Opponents of the war welcome the belated and intermittent concern of the war's supporters for the lives the war continues to take on all sides. I will be genuinely glad for William if the film he saw, (more precisely, that he showed--his article reports on an event his own organization sponsored and promoted), has had a lasting and deep effect on him. If it sharpened his principled concern for the sufferings of the Iraqi people, my hope is that this will come to guide his politics in the same way it guides the political choices of Lefties like me. If this should occur, my personal belief is that it will lead him to a more reasonable and honest accounting of what it could mean to really do everything in a nation's power to promote democratic and peaceful outcomes in the world. By contrast, I believe, the United States has committed a terrible crime against the people of Iraqi. I think William and I agree that the Iraqi people deserve a real democracy on terms they decide, but we disagree sharply about how this can come about, and about whether helping it come about has anything to do with actual U.S. policy.

Reasonable people will differ about complex issues like these, but I maintain that an honest and fair accounting of what the U.S. has brought to Iraq would show that the war and occupation has nothing to do with spreading democracy and everything to do with advancing the United States' own perceived interests and projecting its military power. I believe this has been clear from long before the invasion in 2003. Continuing arms inspections and calling the dictator's bluff could have done far more to promote Iraqi democracy than we have done by wrecking the country, killing thousands of people, and turning Iraq into the rubble and chaos it is right now.

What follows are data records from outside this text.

PR #223, opened 2017-07-12
- Explicitly convert string to int for comparison operation

rjschwei:
+ In Python 3 the string needs to be explicitly converted to
    an int to be used in the comparison operation


smarlowucf:
Hit the same problem, the request id's need conversion from hex or just a string if check...

```if cloud_service_request_id: # assert not an empty string or None```

or

```if int(cloud_service_request_id, 16) > 0:```

**Comment by rjschwei** [comment]
Truth testing has not changed AFAIK

Python 3.4.6 (default, Mar 22 2017, 12:26:13) [GCC] on linux
Type "help", "copyright", "credits" or "license" for more information.
>>> a = 'a'
>>> if a:
...   print('Worked')
... 
Worked

**Comment by smarlowucf** [comment]
Sorry didn't mention the error but only possible solutions...

With this PR I get the following error because the request ID is really a string not an int.

```
ERROR: Unexpected error:
  File "/home/smarlow/projects/venvs/azurectl3/bin/azurectl", line 11, in <module>
    load_entry_point('azurectl', 'console_scripts', 'azurectl')()
  File "/home/smarlow/projects/azurectl/azurectl/azurectl.py", line 45, in main
    App()
  File "/home/smarlow/projects/azurectl/azurectl/app.py", line 31, in __init__
    task_class().process()
  File "/home/smarlow/projects/azurectl/azurectl/commands/compute_vm.py", line 166, in process
    self.__create_cloud_service()
  File "/home/smarlow/projects/azurectl/azurectl/commands/compute_vm.py", line 245, in __create_cloud_service
    if int(cloud_service_request_id) > 0:
ValueError: invalid literal for int() with base 10: 'e208fe07ca6006e7a3e64f6309a928b8'
```

**Comment by rjschwei** [comment]
OK, that would imply that the request_id we are after was never meant to be compared to 0 in the first place. I'll go look at what the SDK has to say about he request id

**Comment by rjschwei** [comment]
I guess I got lucky when I tested this, oh well sometimes even a blind ....

Latest push should fix the issue, this was a latent bug, should have never worked, but for the "favors" python2 played.

**Comment by rjschwei** [comment]
@schaefi the only documentation I could find about what request_id should be was here: https://docs.microsoft.com/en-us/rest/api/storageservices/troubleshooting-api-operations

This of course does not specify what the type is and in the code all I found was

def parse_response_for_async_op(response):
    ''' Extracts request id from response header. '''

    if response is None:
        return None

    result = AsynchronousOperationResult()
    if response.headers:
        for name, value in response.headers:
            if name.lower() == 'x-ms-request-id':
                result.request_id = value

    return result

Where value could of course be of any type, it appears that based on https://msdn.microsoft.com/en-us/library/azure/ee460783.aspx the request-id should be treated as a string, in which case the current implementation would probably be correct. However in the tests the request-id is treated as an int, thus the tests fail. The only thing we do know for sure is that the API does not return an int. Thus the tests do not replicate the expected value from the API and thus the SDK.

**Comment by rjschwei** [comment]
More empirical information, for "storage disk upload" and "compute image create" the "len(request_id" implementation works, but for "compute vm create" the request_id is an integer and the len() fails.

Great that the REST API is inconsistent with returned values. Then again what would
 one expect from Msft.

**Comment by schaefi** [comment]
Thanks for the investigations. With all your information I think it would be a good idea to pass along any request id to a method to allow a common validation as we need it. Thus I opened #225 and like to ask for a review. So far the method just calls format() on the value which might be not complete. But with the one place to deal with the value we can enhance the method as needed

Thoughts ?

**Comment by schaefi** [comment]
ok so this one needs a fix for the unit test to be complete

**Comment by rjschwei** [comment]
OK, finally, with this we make it through a complete cycle:

storage disk upload
compute image create
compute vm create

and the tests pass :smile:

File: azurectl/commands/compute_vm.py [hunk 1]
```diff
@@ -238,11 +239,13 @@ def __create_instance(self):
...
-            self.command_args['--cloud-service-name'],
-            self.config.get_region_name()
+        cloud_service_request_id = Defaults.unify_id(
+            self.cloud_service.create(
+                self.command_args['--cloud-service-name'],
+                self.config.get_region_name()
+            )
         )
-        if cloud_service_request_id > 0:
+        if int(cloud_service_request_id, 16) > 0:
```
schaefi: Once the superfluous unify_id call is deleted the test in test/unit/commands_compute_vm_test.py will fail again which is correct because we expect cloud_service.create() to return a unified id as a string which in this case needs a conversion to a number. Thus the test has to be adapted:

```
--- a/test/unit/commands_compute_vm_test.py
+++ b/test/unit/commands_compute_vm_test.py
@@ -29,7 +29,7 @@ class TestComputeVmTask:
         )
         cloud_service = mock.Mock()
         cloud_service.create = mock.Mock(
-            return_value=42
+            return_value='42'
```

schaefi: With our validation to the request id we handle it as a string in any case. That has an impact on the line

```
self.request_wait(cloud_service_request_id)
```

self.request_wait is causing a service.get_operation_status(self.request_id) call in the SDK code. I have checked the code and found that they always call:

```
return self._perform_get(
            '/' + self.subscription_id + '/operations/' + _str(request_id),
            Operation)
```

So the id is translated into a string which means our Defaults.unify_id() method should be safe. At least I could not find a problem in azure/servicemanagement/_common_conversion.py if the request id is already passed as a string

schaefi: Summarizing this I think we should be fine if the superfluous unify_id() call gets deleted and the test gets fixed as the pasted diff shows

azurectl/commands/compute_vm.py
```diff
@@ -238,11 +239,13 @@ def __create_instance(self):
         self.out.display()
 
     def __create_cloud_service(self):
-        cloud_service_request_id = self.cloud_service.create(
-            self.command_args['--cloud-service-name'],
-            self.config.get_region_name()
+        cloud_service_request_id = Defaults.unify_id(
```
schaefi: The return value from self.cloud_service.create() comes from the instance/cloud_service.py::create() method which already returns the id via Defaults.unify_id(). Thus the above call is superfluous and should not be needed

azurectl/commands/compute_vm.py
schaefi: Once the superfluous unify_id call is deleted the test in test/unit/commands_compute_vm_test.py will fail again which is correct because we expect cloud_service.create() to return a unified id as a string which in this case needs a conversion to a number. Thus the test has to be adapted:

```
--- a/test/unit/commands_compute_vm_test.py
+++ b/test/unit/commands_compute_vm_test.py
@@ -29,7 +29,7 @@ class TestComputeVmTask:
         )
         cloud_service = mock.Mock()
         cloud_service.create = mock.Mock(
-            return_value=42
+            return_value='42'
```

schaefi: With our validation to the request id we handle it as a string in any case. That has an impact on the line

```
self.request_wait(cloud_service_request_id)
```

self.request_wait is causing a service.get_operation_status(self.request_id) call in the SDK code. I have checked the code and found that they always call:

```
return self._perform_get(
            '/' + self.subscription_id + '/operations/' + _str(request_id),
            Operation)
```

So the id is translated into a string which means our Defaults.unify_id() method should be safe. At least I could not find a problem in azure/servicemanagement/_common_conversion.py if the request id is already passed as a string

schaefi: Summarizing this I think we should be fine if the superfluous unify_id() call gets deleted and the test gets fixed as the pasted diff shows

rjschwei:
OK, cleaned up the history and fixed the test. This should work now without superfluous calls to unify_id

schaefi:
Thanks much :+1:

The issues are complicated, and reasonable people of good will are going to differ about what exactly should be done next in the best interest of all parties. But I believe that a real concern for the fate of the people of Iraq is in no way served by the continued transformation of their country into a U.S. Army base nominally ruled by an illegitimate and ineffective puppet regime whose entire reason for existence is to facilitate U.S. corporate and military designs in the region.